[Collected data entries]

--------------------------------------------------

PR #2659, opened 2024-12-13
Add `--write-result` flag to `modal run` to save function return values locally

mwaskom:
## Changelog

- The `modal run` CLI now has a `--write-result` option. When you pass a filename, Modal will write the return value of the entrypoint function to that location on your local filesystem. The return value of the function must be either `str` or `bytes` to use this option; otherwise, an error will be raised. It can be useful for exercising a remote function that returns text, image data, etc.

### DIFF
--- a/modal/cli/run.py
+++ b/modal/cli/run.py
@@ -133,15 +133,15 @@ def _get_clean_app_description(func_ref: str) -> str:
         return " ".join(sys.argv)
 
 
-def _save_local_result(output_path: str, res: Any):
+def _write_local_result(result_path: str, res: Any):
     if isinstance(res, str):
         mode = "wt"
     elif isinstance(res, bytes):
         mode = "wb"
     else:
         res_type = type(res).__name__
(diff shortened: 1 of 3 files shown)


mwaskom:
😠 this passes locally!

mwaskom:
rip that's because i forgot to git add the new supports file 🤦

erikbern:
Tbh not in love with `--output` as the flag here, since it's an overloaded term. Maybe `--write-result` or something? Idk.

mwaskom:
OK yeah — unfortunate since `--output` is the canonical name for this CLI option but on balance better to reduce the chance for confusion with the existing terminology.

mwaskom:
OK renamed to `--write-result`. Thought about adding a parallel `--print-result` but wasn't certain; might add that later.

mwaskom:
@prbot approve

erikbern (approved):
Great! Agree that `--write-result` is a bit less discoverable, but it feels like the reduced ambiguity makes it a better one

--------------------------------------------------

# INSTRUCTIONS FOR THE TASK:
Would you output the lines from the one that contains "OK yeah — unfortunate" to the end of the data, both ends included, exactly as they appear?

# TASK RESPONSE:
OK yeah — unfortunate since `--output` is the canonical name for this CLI option but on balance better to reduce the chance for confusion with the existing terminology.

mwaskom:
OK renamed to `--write-result`. Thought about adding a parallel `--print-result` but wasn't certain; might add that later.

mwaskom:
@prbot approve

erikbern (approved):
Great! Agree that `--write-result` is a bit less discoverable, but it feels like the reduced ambiguity makes it a better one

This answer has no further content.